The present invention will be described below with reference to the drawings.

1A and 1B are sectional views showing a method of manufacturing a semiconductor device according to an embodiment of the present invention in the order of steps.

First, as shown in FIG. 1A, an oxide film 2 and a gate oxide film 3 are selectively grown on the surface of a semiconductor substrate 1, and polycrystalline silicon is formed on the gate oxide film 3. After growing and patterning 4, resist 7 having high exposure sensitivity is applied, and resist 8 having low exposure sensitivity is applied thereon.

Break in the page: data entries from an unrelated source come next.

PR #1146, opened 2024-02-23
feat: split ranges for large files read over http

ioanaif:
Since uproot 5.2.0 a request is sent for every chunk (with fsspec). Due to this, when working with large files, the server disconnects immediately. 

This PR adds (to the http source) the option to set the length of the `range_header` which will then divide the request into smaller chunks of length = `range_header_len`.

This option works with the source being set to http:
```f = uproot.open(fname, handler=uproot.source.http.HTTPSource, range_header_len=21786)```

### CODE REVIEW

File: src/uproot/reading.py [hunk 1]
```diff
@@ -163,6 +163,7 @@ def open(
     "num_fallback_workers": 10,
     "begin_chunk_size": 403,  # the smallest a ROOT file can be
     "minimal_ttree_metadata": True,
+    "range_header_len": 21784,
```
jpivarski, line 166: Just one thing: since this only applies to HTTP, the option should have `http_` in its name. Also, it's a maximum length, rather than a length (measured in bytes), so maybe

```suggestion
    "http_max_header_bytes": 21784,
```

with appropriate changes to pick up the name modification elsewhere?

src/uproot/source/http.py
```diff
@@ -579,6 +579,8 @@ def __init__(self, file_path: str, **options):
         self._fallback_options = options.copy()
         self._fallback_options["num_workers"] = self._num_fallback_workers
 
+        self._range_header_len = options["range_header_len"]
```
jpivarski, line 582:
```suggestion
        self._http_max_header_bytes = options["http_max_header_bytes"]
```

src/uproot/source/http.py
```diff
@@ -624,29 +626,63 @@ def chunk(self, start: int, stop: int) -> uproot.source.chunk.Chunk:
...
+
+            i, j = 1, 0
+            range_header = {"Range": "bytes=" + f"{ranges[0][0]}-{ranges[0][1] - 1}"}
+            last_batch_appended = False
+
+            while i < len(ranges):
+                new_range_to_append = ", " + f"{ranges[i][0]}-{ranges[i][1] - 1}"
+                if len(range_header["Range"]) < self._range_header_len - len(
+                    new_range_to_append
+                ):
```
jpivarski, line 663:
```suggestion
                if len(range_header["Range"]) < self._http_max_header_bytes - len(
                    new_range_to_append
                ):
```

tests/test_9999_split_ranges_for_large_files_over_http.py
```diff
@@ -0,0 +1,28 @@
...
+        "Jet_phi",
+        "Jet_btagCSVV2",
+        "Jet_pt",
+        "Jet_eta",
+    ]
+
+    f = uproot.open(
+        fname, handler=uproot.source.http.HTTPSource, range_header_len=21786
+    )
+    assert f.file.options["range_header_len"] == 21786
```
jpivarski, line 26: I think this is the last one (by search-and-replace):

```suggestion
    f = uproot.open(
        fname, handler=uproot.source.http.HTTPSource, http_max_header_bytes=21786
    )
    assert f.file.options["http_max_header_bytes"] == 21786
```

jpivarski (approved):
Nice! I'm glad that `ResourceClass.multifuture` can be repeatedly called like this, which simplifies this implementation.

I think this is ready to be merged, once the name for the new option changes (as described below).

Next, as shown in FIG. 1B, exposure and development are carried out only once so as to expose the source and drain patterns, and the resist 7 having a high exposure sensitivity is left smaller than the polycrystalline silicon 4, and the exposure sensitivity is further increased. The low resist 8 is left larger than the polycrystalline silicon 4. Next, when ion implantation is performed only once from a direction perpendicular to the surface of the semiconductor substrate 1, the resist 8 is shaded in the vicinity of the source and drain at the end of the polycrystalline silicon 4, and the ion implantation amount is the source and drain diffusion layers. 5, the diffusion layer 6 having a lower impurity concentration is formed.

By using this embodiment, the photolithography process and the ion implantation process can be reduced twice each in the manufacturing process of the complementary MOS semiconductor integrated circuit device as compared with the conventional example.

[0013]

As described above, according to the present invention, two different types of diffusion layers can be simultaneously formed by one-time exposure, development and ion implantation by double coating resists having different exposure sensitivities. The effect is obtained.

[Brief description of drawings]

1A and 1B are cross-sectional views showing, in the order of steps, a method for manufacturing a semiconductor device according to an embodiment of the present invention.

2A to 2C are cross-sectional views showing a method of manufacturing a conventional semiconductor device in the order of steps.

[Explanation of symbols]

 1 semiconductor substrate 2 locos oxide film 3 gate oxide film 4 polycrystalline silicon 5 first diffusion layer 6 second diffusion layer 7 high-sensitivity resist 8 low-sensitivity resist 9 resist 10 side oxide film

Claims (1)

[Claims] 1. A step of forming a gate electrode on a surface of a semiconductor substrate, and applying a first resist having a high exposure sensitivity, and further applying a second resist having an exposure sensitivity lower than that of the first resist. Exposing the source and drain regions on both sides of the gate electrode so that the pattern is exposed; and developing to leave the first resist smaller than the pattern of the gate electrode, Ions are implanted by leaving the resist larger than the pattern of the gate electrode, and the high-concentration source and drain regions and the second regions which are vertically ion-implanted without going through the second resist.
Forming a low-concentration source and drain regions simultaneously and obliquely ion-implanted into the gate end only through the resist.